Just how comfortable (or uncomfortable) are the coach seats for sleeping........for two nights on different trains. Wife is average size and I am 6'1" and 185. Any downsides to attempting this..........maybe we will try the first night on the Silver Meteor and if to difficult...try to get a sleeper on the Capital Limited to Chicago.


----------



## Big Iron (Sep 24, 2010)

I find that the gap between your back and the seat when reclined causes me to slide down the seat and make my back sore. Stuffing a pillow or blanket in the gap helped. The leg rests, if you can prop them up higher than verticle also helps. I'm your same height but got you by about 30 lbs.


----------



## Shawn Ryu (Sep 24, 2010)

If the seat next to you is empty, use it. Or you can go sleep in the Observation Car. If your train has one.


----------



## river (Sep 24, 2010)

I did coach once on a long distance trip and never again! Could not sleep in coach, kids fussy, people snoring, couldn't get comfortable in the seat. Did a roomette and loved it for meals, privacy, peace and quiet, looking out the window at night in bed, am coffee and newspaper, and comfort. Bed and pillows were much more comfortable than I predicted. I wouldn't even do a long DAY trip without a roomette now. I recommend you skip the coach idea entirely and get roomettes all the way.


----------



## jimhudson78666 (Sep 24, 2010)

PJRACER said:


> Just how comfortable (or uncomfortable) are the coach seats for sleeping........for two nights on different trains. Wife is average size and I am 6'1" and 185. Any downsides to attempting this..........maybe we will try the first night on the Silver Meteor and if to difficult...try to get a sleeper on the Capital Limited to Chicago.

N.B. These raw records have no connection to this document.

PR #31731, opened 2025-11-09
fix(@angular/build): ensure TestBed setup is robust in non-isolated Vitest

clydin:
This commit refines the Angular TestBed initialization within the Vitest runner to ensure correct behavior in non-isolated test environments (`isolate: false`).

Previously, in a non-isolated setup, the TestBed initialization logic in the virtual setup file could be problematic if the file was evaluated multiple times. This could lead to re-registering `beforeEach`/`afterEach` hooks or attempting to re-initialize the TestBed, causing errors or unexpected test behavior.

This change introduces a globally unique symbol guard (`Symbol.for('@angular/cli/testbed-setup')`) that ensures the entire TestBed setup block (including hook registration and `initTestEnvironment`) is executed only once per test run. This prevents redundant executions and potential errors.

Finally, the `isolate` option in Vitest is now explicitly defaulted to `false` when not specified by the user, aligning with the traditional Karma/Jasmine experience.

### DIFF
--- a/packages/angular/build/src/builders/unit-test/runners/vitest/build-options.ts
+++ b/packages/angular/build/src/builders/unit-test/runners/vitest/build-options.ts
@@ -49,17 +49,29 @@ function createTestBedInitVirtualFile(
     import { getTestBed, ɵgetCleanupHook as getCleanupHook } from '@angular/core/testing';
     import { BrowserTestingModule, platformBrowserTesting } from '@angular/platform-browser/testing';
     ${providersImport}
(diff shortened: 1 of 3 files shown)


yjaaidi:
> the isolate option in Vitest is now explicitly defaulted to false

🚀 awesome! Thanks Charles!

alan-agius4 (approved):

alan-agius4:

- main: 377780a1c2878f1028ae7a74f8c5387863a27974
- 21.0.x: 41b12509a9db8bca637e0c67d21301a75774129c

delagen:
@alan-agius4 Seems no changes

image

The Silver Trains are single level cars, Amfleet, not really,IMO, all that comfortable for overnight travel compared to the Viewliner roomettes which are great!Id suggest booking a roomette (meals included for two remember) for your trip North.There is a big difference in comfort an convience and the price of the meals in the diner for two make it even bettew rif you can get a reasonable rate!If you book a sleeper you also get the lowest rail fare which you both pay anyway!

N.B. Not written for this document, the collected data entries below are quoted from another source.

PR #71, opened 2017-11-17
Rate limiting new metric insertions after warmup

xichen2020:
cc @cw9 @jeromefroe 

This PR adds rate limiting for new metric insertions after a configurable warmup period so that if a user started sending a large amount of high-cardinality metrics within a short time, the new entry creation requests will be rate limited to protect the aggregation tier from being overwhelmed.

### DIFF
--- a/aggregator/entry.go
+++ b/aggregator/entry.go
@@ -39,30 +39,30 @@ import (
 )
 
 var (
-	errEmptyPoliciesList      = errors.New("empty policies list")
-	errEntryClosed            = errors.New("entry is closed")
-	errEntryRateLimitExceeded = errors.New("entry rate limit is exceeded")
+	errEmptyPoliciesList           = errors.New("empty policies list")
+	errEntryClosed                 = errors.New("entry is closed")
+	errWriteValueRateLimitExceeded = errors.New("write value rate limit is exceeded")
 )
 
 type entryMetrics struct {
-	emptyPoliciesList tally.Counter
-	rateLimitExceeded tally.Counter
-	droppedValues     tally.Counter
-	stalePolicy       tally.Counter
-	futurePolicy      tally.Counter
-	tombstonedPolicy  tally.Counter
-	policyUpdates     tally.Counter
+	emptyPoliciesList      tally.Counter
+	valueRateLimitExceeded tally.Counter
+	droppedValues          tally.Counter
+	stalePolicy            tally.Counter
+	futurePolicy           tally.Counter
+	tombstonedPolicy       tally.Counter
+	policyUpdates          tally.Counter
 }
 
 func newEntryMetrics(scope tally.Scope) entryMetrics {
 	return entryMetrics{
-		emptyPoliciesList: scope.Counter("empty-policies-list"),
-		rateLimitExceeded: scope.Counter("rate-limit-exceeded"),
-		droppedValues:     scope.Counter("dropped-values"),
-		stalePolicy:       scope.Counter("stale-policy"),
-		futurePolicy:      scope.Counter("future-policy"),
-		tombstonedPolicy:  scope.Counter("tombstoned-policy"),
-		policyUpdates:     scope.Counter("policy-updates"),
+		emptyPoliciesList:      scope.Counter("empty-policies-list"),
+		valueRateLimitExceeded: scope.Counter("value-rate-limit-exceeded"),
+		droppedValues:          scope.Counter("dropped-values"),
+		stalePolicy:            scope.Counter("stale-policy"),
+		futurePolicy:           scope.Counter("future-policy"),
+		tombstonedPolicy:       scope.Counter("tombstoned-policy"),
+		policyUpdates:          scope.Counter("policy-updates"),
 	}
 }
 
@@ -140,7 +140,7 @@ func (e *Entry) AddMetricWithPoliciesList(
 	switch mu.Type {
 	case unaggregated.BatchTimerType:
 		var err error
-		if err = e.applyRateLimit(int64(len(mu.BatchTimerVal))); err == nil {
+		if err = e.applyValueRateLimit(int64(len(mu.BatchTimerVal))); err == nil {
 			err = e.writeBatchTimerWithPoliciesList(mu, pl)
 		}
 		if mu.BatchTimerVal != nil && mu.TimerValPool != nil {
@@ -149,7 +149,7 @@ func (e *Entry) AddMetricWithPoliciesList(
 		return err
 	default:
 		// For counters and gauges, there is a single value in the metric union.
-		if err := e.applyRateLimit(1); err != nil {
+		if err := e.applyValueRateLimit(1); err != nil {
 			return err
 		}
 		return e.addMetricWithPoliciesList(mu, pl)
@@ -504,7 +504,7 @@ func (e *Entry) resetRateLimiterWithLock(runtimeOpts runtime.Options) {
 	e.rateLimiter.Reset(newLimit)
 }
 
-func (e *Entry) applyRateLimit(numValues int64) error {
+func (e *Entry) applyValueRateLimit(numValues int64) error {
 	e.RLock()
 	rateLimiter := e.rateLimiter
 	e.RUnlock()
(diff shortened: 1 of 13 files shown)


config/m3aggregator.yaml
```diff
@@ -57,6 +57,16 @@ msgpack:
     iteratorPool:
       size: 4096
 
+runtimeOptions:
+  kvConfig:
+    namespace: /m3aggregator
+    environment: production
+  writeValuesPerMetricLimitPerSecondKey: write-values-per-metric-limit-per-second
+  writeValuesPerMetricLimitPerSecond: 0
+  writeNewMetricLimitClusterPerSecondKey: write-new-metric-limit-per-second
```
cw9: nit: can this be new-metric(-limit)-per-shard-per-second?

config/m3aggregator.yaml
```diff
@@ -57,6 +57,16 @@ msgpack:
     iteratorPool:
       size: 4096
 
+runtimeOptions:
+  kvConfig:
+    namespace: /m3aggregator
+    environment: production
+  writeValuesPerMetricLimitPerSecondKey: write-values-per-metric-limit-per-second
```
cw9: nit: can this be write-frequency( or qps)(-limit)-per-metric-per-second?

services/m3aggregator/config/runtime.go
```diff
@@ -0,0 +1,189 @@
...
+	}
+	// If watch creation failed for both, we return immediately.
+	if valueLimitCh == nil && newMetricLimitCh == nil {
+		return
+	}
+
+	go func() {
+		for {
+			select {
+			case <-valueLimitCh:
```
cw9: if valueLimitCh == nil && newMetricLimitCh != nil, we could be pulling from a nil valueLimitCh here?

services/m3aggregator/config/runtime.go
```diff
@@ -0,0 +1,189 @@
...
+		valueLimitCh = valueLimitWatch.C()
+	}
+	newMetricLimitWatch, err := store.Watch(newMetricClusterLimitKey)
+	if err != nil {
+		logger.Errorf("unable to watch cluster-wide write new metric limit: %v", err)
+	} else {
+		newMetricLimitCh = newMetricLimitWatch.C()
+	}
+	// If watch creation failed for both, we return immediately.
+	if valueLimitCh == nil && newMetricLimitCh == nil {
```
cw9: should this check be ||?

services/m3aggregator/config/runtime.go
```diff
@@ -0,0 +1,189 @@
...
+				}
+				logger.Infof("updating per-shard write new metric limit from %d to %d", currNewMetricPerShardLimit, newNewMetricPerShardLimit)
+				runtimeOpts = runtimeOpts.SetWriteNewMetricLimitPerShardPerSecond(newNewMetricPerShardLimit)
+				runtimeOptsManager.SetRuntimeOptions(runtimeOpts)
+			}
+		}
+	}()
+}
+
+func clusterLimitToPerShardLimit(
```
cw9: Is it easier to just set the limit per shard rather than per cluster?

aggregator/entry.go
```diff
@@ -39,30 +39,30 @@ import (
 )
 
 var (
-	errEmptyPoliciesList      = errors.New("empty policies list")
-	errEntryClosed            = errors.New("entry is closed")
-	errEntryRateLimitExceeded = errors.New("entry rate limit is exceeded")
+	errEmptyPoliciesList           = errors.New("empty policies list")
+	errEntryClosed                 = errors.New("entry is closed")
+	errWriteValueRateLimitExceeded = errors.New("write value rate limit is exceeded")
```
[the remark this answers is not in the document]
xichen2020: It meant "the rate at which we are writing values exceeded rate limit". The other rate limit error is similarly named as `errWriteNewMetricRateLimit...`.

aggregator/entry.go
```diff
@@ -140,7 +140,7 @@ func (e *Entry) AddMetricWithPoliciesList(
 	switch mu.Type {
 	case unaggregated.BatchTimerType:
 		var err error
-		if err = e.applyRateLimit(int64(len(mu.BatchTimerVal))); err == nil {
+		if err = e.applyValueRateLimit(int64(len(mu.BatchTimerVal))); err == nil {
```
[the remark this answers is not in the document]
xichen2020: It identifies the thing that we are applying rate limiting to. Feels like `frequency` is already captured by the "rate" in "rate limit", no?

aggregator/map.go
```diff
@@ -321,4 +351,35 @@ func (m *metricMap) forEachEntry(entryFn hashedEntryFn) {
...
+		return
+	}
+	m.rateLimiter.Reset(newLimit)
+}
+
+func (m *metricMap) applyNewMetricRateLimitWithLock(now time.Time) error {
+	if m.rateLimiter == nil {
+		return nil
+	}
+	noLimitWarmupDuration := m.runtimeOpts.WriteNewMetricNoLimitWarmupDuration()
```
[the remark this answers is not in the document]
xichen2020: Sure. It'll be in two places, though.

aggregator/map.go
```diff
@@ -321,4 +351,35 @@ func (m *metricMap) forEachEntry(entryFn hashedEntryFn) {
...
+	if warmupEnd := m.firstInsertAt.Add(noLimitWarmupDuration); now.Before(warmupEnd) {
+		m.metrics.noRateLimitWarmup.Inc(1)
+		return nil
+	}
+	if m.rateLimiter.IsAllowed(1) {
+		return nil
+	}
+	m.metrics.newMetricRateLimitExceeded.Inc(1)
+	m.metrics.droppedNewMetrics.Inc(1)
```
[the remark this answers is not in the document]
xichen2020: Not sure what you mean? These are emitted when the object being rate limited is dropped (i.e., the rate liimit is exceeded). We do the same for value rate limiting, except that in that case we may drop a batch of values when the rate limit is exceeded.

config/m3aggregator.yaml
xichen2020: But we are writing metric values, no? As mentioned above, the idea of "frequency" is already captured by "value per metric per second"?

config/m3aggregator.yaml
xichen2020: This is the cluster-wide limit per second, not the per-shard limit. Otherwise whoever sets this needs to do math to figure out what the proper limit is for the entire cluster.

services/m3aggregator/config/runtime.go
xichen2020: No, if we can't watch one, at least we can watch the other.

services/m3aggregator/config/runtime.go
xichen2020: Yes, reading from a nil channel blocks forever.

services/m3aggregator/config/runtime.go
xichen2020: It's easier to write code that way, but harder to reason about for the person who needs to set it. Say you want to set the limit, you can say I want to limit the new metric rate for the agg tier to be capped at 1M/s, and you just set it. However, if the limit is per shard, you'll need to figure out how many shards there are, what the replication factor is, and do math to figure that out, which is worse operationally.

aggregator/entry.go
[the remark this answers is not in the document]
cw9: value feels like the value of the metric rather than the length of the timer/metric batch though, can it just be errWriteRateLimitExceeded and the new metrics one be errNewMetricRateLimit...?

aggregator/map.go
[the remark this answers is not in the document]
cw9: I felt odd that the 2 metrics will always have the exact value but if this is the convention to match the other case then it's fine

services/m3aggregator/config/runtime.go
cw9: I thought this value is mainly to rate limit the map insertion in each agg box? if it's set per cluster, then you need to use x/8k*num_shard_per_instance to know how many insertions is happening on each m3agg box?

As to the Cap Ltd., it's a Superliner train,two levels, the chairs are like airline seats,recliners @ home.Large, recline,footrests, fold out table and usually electrical outlets byy your seat. This train uses a diner thats called a Cross Country cafe or Cafe/lounge but also has a Sight Seer Lounge! This is the fastest way to get to CHI, its an easy overnight with dinner and brekast, leave in the evening, scheduled fairly decently the next morning! (Of course you never know!Stuff happens!)The roomettes are great for one but a little tight for twoespecially for those that havent used them. On Superliners I like to say that if you can snag one, and afford it a Bedroom is the way to go!(In descending order A-B-C-D-E, also an Handicapped and Family bedroom downstairs but IMo up top is better!

Do some test bookings @ Amtrak.com or use the amsnag site that one of our members kindly developed for us (Amtrak should hire him to do their IT!!),if you get a good price, sleepers are the way to go, otherwise sleepr on the silver and Coach on the Cap! Nice trip! 

The


----------



## pennyk (Sep 24, 2010)

river said:


> I did coach once on a long distance trip and never again! Could not sleep in coach, kids fussy, people snoring, couldn't get comfortable in the seat. Did a roomette and loved it for meals, privacy, peace and quiet, looking out the window at night in bed, am coffee and newspaper, and comfort. Bed and pillows were much more comfortable than I predicted. I wouldn't even do a long DAY trip without a roomette now. I recommend you skip the coach idea entirely and get roomettes all the way.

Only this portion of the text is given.